What's the proper way to handle Allow and Disallow in robots.txt?
One very important note: the Allow statement should come before the Disallow statement, no matter how specific your statements are.
So in your third example - no, the bots won't crawl /norobots/index.html
.
Generally, as a personal rule, I put allow statements first and then I list the disallowed pages and folders.

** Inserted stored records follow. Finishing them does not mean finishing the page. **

PR #1066, opened 2019-05-07
ANTHA-2678: Liquid.sources

haydnKing:
In the mix graph, we want to show users what a particular liquid is made up of, for example we might want to show something like: 
- "reaction 1" contains
  - v_1 ul "Master Mix"
  - v_2 ul "DNA Template"
  - v_3 ul "dNTPs"
  - v_4 ul "Polymerase"

Previously there was some work to represent liquid sources using the "subcomponents" mechanism, though this has never worked properly as it is poorly documented. Alas, this PR does not fully replace subcomponents, but satisfies the requirements for the mix graph and provides a step towards removing subcomponents.

This new mechanism keeps track of all the "sources" of a liquid - i.e. which named liquids were combined to create this liquid and in what proportion. `Liquid.sources` stores the tree which can be accessed via `Liquid.Sources()` (which scales the LiquidSource volumes correctly). `Liquid.sources` is updated when two or more liquids are mixed, when a liquid is sampled, or when an explicit name is set for a liquid.

Since this touches a fair bit of code around liquid creation, mixing and sampling, there's also a fair amount of tidying up and standardising these areas.

## Testing

Several tests and examples are provided which demonstrate the use of `Liquid.Sources()` API, see `wtype/liquid_test.go`, which hopefully prove useful. In addition there are several tests of the new summary JSON generated in `microarch/summary/liquidhandling/summary.go`.

I'm currently working on two test bundle issues, will update when done.


haydnKing:
Alright, this passes now. Errors fixed were:
1. A legitimate issue with simulating blowouts, since it looks like you're sampling from an empty tip
2. A completely wild and bizarre issue with the old subcomponents. It was crashing at `makeTransfers`, ultimately because the component concentration isn't maintained at that stage since it's normally meant to be used by `SampleForConcentration`, but SubComponents seems to overload it in some cases. After about 2.5hrs of fruitless chasing I gave in and nipped it in the bud by avoiding trying to sum concentrations with "v/v". Since SubComponents is now unused once we're out of elements world I think this is OK.
I want to delete it _so much_

antha/anthalib/wtype/liquid.go
```diff
@@ -1154,3 +1213,153 @@ func (l1 *Liquid) EqualTypeVolumeID(l2 *Liquid) bool {
...
+	srcs := ls.Sources.Dup()
+	srcs.merge(rhs.Sources)
+	return &LiquidSource{
+		Volume:  wunit.AddVolumes(ls.Volume, rhs.Volume),
+		Sources: srcs,
+	}
+}
+
+// LiquidSources all the source volumes which make up a liquid
+type LiquidSources map[string]*LiquidSource
```
m-i-sadowski: oof... pointer here? Shouldn't these be immutable?

antha/anthalib/wtype/liquid.go
```diff
@@ -469,7 +518,7 @@ func (lhc *Liquid) DNASequences() ([]DNASequence, error) {
 	return lhc.getDNASequences()
 }
 
-// SetVolume adds a volume to the component
+// SetVolume sets the volume to the component, inflating or deflating source volumes to match
```
m-i-sadowski: Seems slightly misleading that this comment says it changes something which only changes as a side-effect. I'd be inclined to find a better place to explain this side effect as this looks really confusing as it stands. 

typo: to --> of

haydnKing: oops, this changed and the comment didn't get updated - no side effects here

antha/anthalib/wtype/liquid.go
```diff
@@ -491,7 +540,16 @@ func (lhc *Liquid) Name() string {
 
 // SetName adds the specified component name to the component.
 func (lhc *Liquid) SetName(name string) {
```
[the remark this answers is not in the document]
haydnKing: So I think the point here (which isn't captured by the comment) is that `cmp.SetName` isn't just meant to change `cmp.CName`, but also to mark that this liquid is meaningful and should show up in the final sources - e.g. if you make a master mix and then do `cmp.SetName("awesome master mix")` you'll see some volume of "awesome master mix" show up in the mix view

I suppose this could be handled by the mixing behaviour (if you're mixing a liquid which has a meaningful name, create a new `SourceLiquid` to store it). I experimented a little with that, but ran into issues due to the strange things Subcomponents does to CName.

antha/anthalib/wtype/liquid.go
```diff
@@ -1154,3 +1213,153 @@ func (l1 *Liquid) EqualTypeVolumeID(l2 *Liquid) bool {
 
 	return l1.ID == l2.ID
 }
+
+// Sources returns a representation of the source components which were combined to produce this liquid
+func (l *Liquid) Sources() LiquidSources {
+	return l.sources.scaleToVolume(l.Volume())
+}
+
+// LiquidSource represents a source component of a liquid, that is either a volume of an input liquid or a liquid with a meaningful name
```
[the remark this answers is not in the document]
haydnKing: yeah, that would probably make sense

antha/anthalib/wtype/liquid.go
haydnKing: hmm, so I think it's safe because we make a copy before giving these to the user and also make sure to replace when we need to... but actually making them values would probably be simpler

antha/anthalib/wtype/liquid.go
m-i-sadowski: Ah. I assumed something was going on when volumes of subcomponents were asked for which would make this true... glad I was wrong

antha/anthalib/wtype/liquid.go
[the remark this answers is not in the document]
haydnKing: Yes, I completely agree - the problem is that we seem to have this mechanism whereby Subcomponents will update the CName automatically upon mixing to a name that isn't actually very helpful for users. I'd like to get rid of it, but because I'm not in a position to completely replace subcomponents, I've not tried... let's talk this through

msackman-synthace:
the go standard is test artifacts should be in a directory called `testdata`. See `go help test | grep testdata`

microArch/scheduler/liquidhandling/schemas/layout.schema.json
```diff
@@ -265,25 +265,25 @@
...
-				"components": {
-					"description": "The sub-components which make up this liquid",
+				"sources": {
+					"description": "describes the liquids which were combined to form this liquid in arbitrary order",
 					"type": "array",
 					"items": {
-						"description": "A sub component",
+						"description": "A source volume",
 						"type": "object",
-						"required": ["name", "concentration", "unit"],
```
chr1sgrant: why not include both volume and concentration?

chr1sgrant: This data-mvl will rely on being able to access sub component concentration information; preferably from this actions.json file

haydnKing:
Closing as I think it'd be better to have another run at this, probably using the slice method that Sid suggested

PR #1067, opened 2019-05-07
[AC-71] Reform file creation

msackman-synthace:
In a large number of places we create files and then write to them. We expect those files to not already exist, which means we should be doing O_CREAT|O_EXCL, which we were not.
    Additionally, we were using 0400, 0600 and 0700 as the mode to set on the created files. This is awkward: we should be using the defaults (which I believe are 0444, 0666 and 0777) and then relying on the system imposing the user's umask (typically 0022) to reduce those.
    
    Testing:
    The normal `rm -rf /tmp/foobar && ./composer -outdir /tmp/foobar -keep -linkedDrivers repositories.json workflow3.json.sample gilsonOnly.json.sample` works before and after with sensible permissions appearing.
    Setting umask to 0077 and rerunning does correctly reduce the mode of the created files.

### DIFF
--- a/composer/compile.go
+++ b/composer/compile.go
@@ -14,6 +14,7 @@ import (
 	"strings"
 	"time"
 
+	"github.com/antha-lang/antha/utils"
 	"github.com/antha-lang/antha/workflow"
 )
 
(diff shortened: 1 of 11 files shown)


msackman-synthace:
https://console.cloud.google.com/cloud-build/builds/c2081cd3-9f6e-4dd5-9636-9f1015e944e4?project=antha-images

build passed.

Here's my take on what I see in those three examples.
Example 1
I would ignore the entire /folder1/
directory except the myfile.html
file. Since they explicitly allow it I would assume it was simply easier to block the entire directory and explicitly allow that one file as opposed to listing every file they wanted to have blocked. If that directory contained a lot of files and subdirectories that robots.txt file could get unwieldy fast.
Example 2
I would assume the /norobots/
directory is off limits and everything else is available to be crawled. I read this as "crawl everything except the /norobots/ directory".
Example 3
Similar to example 2, I would assume the /norobots/
directory is off limits and all .html
files not in that directory is available to be crawled. I read this as "crawl all .html files but do not crawl any content in the the /norobots/ directory".
Hopefully your bot's user-agent contains a URL where they can find out more information about your crawling habits and make removal requests or give you feedback about how they want their robots.txt interpreted.